THE AI TRIAGE PIPELINE: FROM GITHUB WEBHOOKS TO GROQ LLMS
Welcome to AI Triage. Welcome to AI Triage. Welcome to AI Triage. Welcome to AI Triage. Welcome to AI Triage. Welcome to AI Triage. Welcome to AI Triage.
Let’s be honest: we’re a little embarrassed. Our bot is out there triaging issues faster than most humans, but our documentation is... well, let's just call it "slop" for now.
1. Why We Exist
Manual triage is the ultimate "janitorial work" of open source. You wake up, check your repo, and there's a mountain of un-categorized issues. Some are bug reports, some are feature requests, and some are just... confusing.
❌ Old Model: Wait for a maintainer (usually caffeinated) to manually label and reply. ✅ New Model: Issue hits the repo -> AI analyzes the intent -> Instant categorization.
2. The Mental Model
We didn’t just want another bot that says "Thanks for the issue!" We wanted one that actually does the work. Here’s the technical flow of our triage logic:
- Source: GitHub Issue (via
github.event). - Sanitization: We truncate the body to 1500 chars. Why? To keep the context window lean and prevent prompt injection "slop."
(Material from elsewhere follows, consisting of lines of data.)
PR #4068, opened 2020-05-06
Allow to clear author by passing `EmptyEmbed` to `name` arg in `set_author()`

### LINKED ISSUE #2610: Add a way to clear image/thumbnail/author in `discord.Embed`
### The Problem

It becomes easier to modify or reuse `discord.Embed` objects (with use of copy)

### The Ideal Solution

Make `name` kwarg of `set_author()` optional with default set to `EmptyEmbed`.
Make `url` kwarg of `set_image()` and `set_thumbnail()` optional with default set to `EmptyEmbed`.

### The Current Solution

The easiest but not supported one is accessing private attributes of `discord.Embed`.
Less easy one but supported would be using `to_dict()` and clearing image/thumbnail/author before using `from_dict()`

### Summary

I think there should be a way of clearing image/thumbnail/author of `discord.Embed` objects.

jack1142:
### Summary

This PR will allow to clear author in `Embed` by passing `EmptyEmbed` to `name` arg in `set_author()` (fixes #2610)

Alternatively, I could make a `clear_author()` function for clearing the author if you think that would be better.

### Checklist

- [x] This PR fixes an issue.

### DIFF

- Inference: We use Groq’s Llama-3.1-8b-instant with a temperature of 0.5 for predictable, high-signal responses.
- Outcome: A categorized comment posted via the GitHub API.
3. Why You Should Contribute ⚡
We need your help to fix the "educational slop." Whether you're a seasoned dev or just starting out, your contributions to these docs are a high-value move.
- High Dopamine: We respond to PRs fast. No sitting in the queue for months.
- Real Impact: Your edits help other devs navigate the LLM-powered maintenance landscape.
How to Start
- Spot a Typo? Popped it? Fix it!
- Confused by a Feature? Document the logic!
- Have a Better Way? Share the fix!
Check out our GitHub Issues for good first issue labels, or just dive into the docs/ folder and start refactoring.
Let's make this project's documentation as sharp as its inference.